Выбрать главу

Она забрала Александра от родителей под свою полную опеку. Отныне всё, что касалось Великого князя Александра, находилось исключительно в компетенции Екатерины II, Когда через полтора года (27 апреля 1779 года) у Павла и Марии родился второй сын, Константин, то и он тотчас так же оказался в бабушкином плену. Родителям дозволялось только время от времени «навещать» своих сыновей.

Сыновья были лишены родительского ухода, а у родителей отняли их неотъемлемые родительские права. Павел воспринимал это не только как личное оскорбление, но и как оскорбление Бога, Ведь это Он посылает родителям великую радость — детей; только Всевышний налагает на отца и мать святые обязанности их взращивания и воспитания. А тут вторгается жестокая третья сила, которая разрушает этот промыслительный союз и возводит преграду между родителями и их чадами. Павел Петрович давно не сомневался, что его мать — великая грешница, и вот ещё одно её позорное деяние…

Все же пиетисты Екатерины II не усматривали в подобном кощунстве ничего предосудительного. Шильдер по поводу произвола, связанного с Александром Павловичем, ограничился бесстрастной сентенцией: «Признавая сына и невестку неспособными воспитывать будущего Русского Государя, Екатерина, как глава Императорского Дома, считала своим правом и обязанностью взять на себя заботы по воспитанию внука, в надежде увидеть в нём впоследствии воплощение лучших своих дум и стремлений». Но ведь будущим «Русским Государем» должен быть Павел Петрович, а отнюдь не Александр. Да и почему родители «были неспособными» воспитывать своих детей? Апологеты «Екатерины Великой» два века умиляются её «великодушию»: она, видите ли, в отличие от Елизаветы, «разрешила» родителям видеть своих сыновей…

Если перевести подобные эвфемизмы на понятный язык, то ясно одно: все понимали, и во времена Екатерины и после, что Самодержица именно в Александре видела своего преемника. Трудно предположить, чтобы Павел не расшифровал подобный замысел, однако он не позволил спровоцировать себя на некий «мятеж», который неизбежно привел бы к его изгнанию, заточению, а возможно и гибели. Это свидетельство огромной выдержки и железного характера Павла Петровича. Даже в своей тайной переписке с Никитой и Петром Паниными, которая велась несколько лет с большими предосторожностями, и с близким к Паниным дипломатом и генералом князем Н. В. Репниным (1734–1801), где обсуждались многие проблемы государственной важности, Павел Петрович ни разу не позволил выпадов против матери.

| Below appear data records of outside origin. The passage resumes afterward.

PR #1015, opened 2023-07-17
ColorDeconvolution-annotation attributes added to metadata

subinkitware:
I removed some of the repeating parameters from the current annotation data since they are already present in the `args` provided in `attributes`

### DIFF
--- a/histomicstk/cli/ColorDeconvolution/ColorDeconvolution.py
+++ b/histomicstk/cli/ColorDeconvolution/ColorDeconvolution.py
@@ -62,6 +62,11 @@ def main(args):
                     'yoffset': region.get('top', 0),
                 },
             }],
+            'attributes': {
+                'cli': Path(__file__).stem,
+                'params': vars(args),
+                'version': histomicstk.__version__,
+            },
         }, {
             'name': 'Deconvolution %s ' % (
                 args.stain_2 if args.stain_2 != 'custom' else str(args.stain_2_vector)),
@@ -73,6 +78,11 @@ def main(args):
                     'yoffset': region.get('top', 0),
                 },
             }],
+            'attributes': {
+                'cli': Path(__file__).stem,
+                'params': vars(args),
+                'version': histomicstk.__version__,
+            },
         }, {
             'name': 'Deconvolution %s ' % (
                 args.stain_3 if args.stain_3 != 'custom' else str(args.stain_3_vector)),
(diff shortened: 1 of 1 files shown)


histomicstk/cli/ColorDeconvolution/ColorDeconvolution.py
```diff
@@ -89,9 +84,17 @@ def main(args):
                     'yoffset': region.get('top', 0),
                 },
             }],
-        }]
+        },
```
manthey, line 87: Rather than create another annotation, this should be added to the current annotations.

histomicstk/cli/ColorDeconvolution/ColorDeconvolution.py
```diff
@@ -89,9 +94,14 @@ def main(args):
...
             }],
+            'attributes': {
+                'cli': Path(__file__).stem,
+                'params': vars(args),
+                'version': histomicstk.__version__,
+            }
         }]
         if args.stain_3 == 'null':
-            annotation[2:] = []
+            annotation[2:3] = []
```
manthey, line 104: You don't need this change.

histomicstk/cli/ColorDeconvolution/ColorDeconvolution.py
```diff
@@ -76,11 +78,14 @@ def main(args):
...
+                'cli': Path(__file__).stem,
+                'params': vars(args),
+                'version': histomicstk.__version__,
+            },
         }, {
-            'name': 'Deconvolution %s - %s' % (
-                args.stain_3 if args.stain_3 != 'custom' else str(args.stain_3_vector),
-                os.path.splitext(os.path.basename(args.outputAnnotationFile))[0]),
-            'description': 'Used params %r' % vars(args),
+            'name': 'Deconvolution %s ' % (
```
manthey, line 87: What is the logic of changing what these had been named?  

If it makes sense, then we don't want a trailing space as part of the name.

subinkitware: I removed that because it was adding the output file name `Color Deconvolution-outputAnnotationFile` to the annotation name which is already present in the newly added `attribute: { params: vars(args)...`. Also, the name is shorter and represents `process: Deconvolution` and `strain: E / H`. I will remove the trailing white spaces in the name.

manthey (approved):

PR #1016, opened 2023-07-18
SuperpixelSegmentation-annotation-attributs-added-to-metadata

subinkitware:
Most of the information generated by the code is already added to the metadata. so, I've only added the `attributes`. One change I would like to add is to replace the `opts` name with `args` for consistency.

### DIFF
--- a/histomicstk/cli/SuperpixelSegmentation/SuperpixelSegmentation.py
+++ b/histomicstk/cli/SuperpixelSegmentation/SuperpixelSegmentation.py
@@ -236,6 +236,11 @@ def createSuperPixels(opts):  # noqa
                 'categories': categories,
                 'boundaries': opts.boundaries,
             }],
+            'attributes': {
+                'params': vars(opts),
+                'cli': Path(__file__).stem,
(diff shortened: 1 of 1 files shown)


histomicstk/cli/SuperpixelSegmentation/SuperpixelSegmentation.py
```diff
@@ -235,14 +236,18 @@ def createSuperPixels(opts):  # noqa
...
+                'version': histomicstk.__version__,
+            },
         }
         if len(bboxes) and str(opts.bounding).lower() != 'separate':
             annotation['elements'][0]['user'] = {'bbox': bboxesUser}
         if len(bboxes) and str(opts.bounding).lower() != 'internal':
             bboxannotation = {
                 'name': '%s bounding boxes' % os.path.splitext(
                     os.path.basename(opts.outputAnnotationFile))[0],
-                'description': 'Used params %r' % vars(opts),
```
manthey, line 245: Also add the attributes to this annotation.

manthey (approved):

PR #1021, opened 2023-07-21
BackgroundIntensity-added-annotation-metadata

subinkitware:
This code returns `returnParameterFile`. It was added to the attributes. I was unable to run the code with the code with the images I have. It would be great to have a discussion about each of these tools in HistomicsTK.

### DIFF
--- a/histomicstk/cli/BackgroundIntensity/BackgroundIntensity.py
+++ b/histomicstk/cli/BackgroundIntensity/BackgroundIntensity.py
@@ -28,8 +28,8 @@ def main(args):
 
     annotation = {
         'name': 'BackgroundIntensity',
-        'intensity_values': list(map(str, I_0)),
         'attributes': {
+            'intensity_values': I_0.tolist(),
             'params': vars(args),
             'cli': Path(__file__).stem,
             'version': histomicstk.__version__,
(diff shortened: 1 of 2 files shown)


manthey:
We should change this from a return parameters file to an annotation (like was done in #1023).

histomicstk/cli/BackgroundIntensity/BackgroundIntensity.xml
```diff
@@ -60,12 +60,13 @@
       <description>Use instead of sample_fraction to specify roughly how many pixels to sample.  The fewer tiles are excluded, the more accurate this will be.</description>
       <default>-1</default>
     </integer>
-    <double-vector>
-      <name>BackgroundIntensity</name>
-      <label>Background Intensity</label>
+    <file fileExtensions=".anot" reference="sample_slide_path">
```
manthey, line 63: The reference has to match the name of the input file's parameter (`slide_path` in this case)

histomicstk/cli/BackgroundIntensity/BackgroundIntensity.py
```diff
@@ -15,8 +19,25 @@ def main(args):
...
+
+    #
+    # Write annotation file
+    #
+
+    print('\n>> Writing annotation file ...\n')
+
+    annotation = {
+        'name': 'BackgroundIntensity',
+        'intensity_values': list(map(str, I_0)),
```
manthey, line 31: This needs to be in the `attributes` dictionary.  Additionally, rather than casting this to a string, we should probably just do `'intensity_values': I_0.tolist(),`.

manthey (approved):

Однако все монаршие насилия не прошли совсем незаметно: началось полное, но скрытое «отчуждение» между Павлом и Марией, с одной стороны, и Екатериной — с другой. Но только внутренним отторжением дело не ограничилось, С начала 80-х годов начинается целенаправленная кампания по шельмованию Цесаревича и его супруги. Екатерина теперь уже «не любила» не только сына, но и Марию Фёдоровну, которая ей стала представляться «мелкой» и «неумной». Она так «театрально» плакала и молила Императрицу отдать ей детей, что это выглядело «неприлично»! А ведь Екатерина всей своей жизнью красноречиво доказала, что она настоящий «специалист» в вопросах морали и этики. Потому образ воздушной «Психеи» был изъят из обращения в окружении Императрицы.

Мария Фёдоровна, обжившись при Дворе, очень быстро поняла, что нравы здесь господствуют предосудительные. Простая, романтическая, добропорядочная, она испытала потрясения от увиденного. Праздность и куртизанство определяли атмосферу придворной жизни. Её Павел представлялся страдальцем и праведником в мире разврата и лжи; он вызывал лишь восхищение и сострадание. Она не могла сдержаться и написала о том матери. Вюртембергская герцогиня откликнулась сочувственным письмом. «Вы правы, дорогое дитя, жалуясь на испорченность Императрицы… В природе нет ничего более жесткого, как сердце, которое предалось своим страстям и в зтом самозабвении не видит ничего кругом себя, Я понимаю страдания, которые Вы должны испытывать, присутствуя при всех возмутительных сценах».

Забегая вперед, уместно заметить, что Екатерина II оказала плохую услугу и Александру Павловичу, и России. Она хотела его воспитать сильным, умным и благородным человеком, она желала воплотить в нем идеальный образ будущего правителя, который прогремит в истории своими славными делами; она видела в нём второго Александра Македонского. На самом же деле все оказалось совсем не идеальным. Его так «хорошо готовили» к роли будущего правителя православной России, что он долго не мог сносно изъясняться по-русски, а Евангелие открыл первый раз в жизни только в 1812 году, накануне вторжения в Россию Наполеона.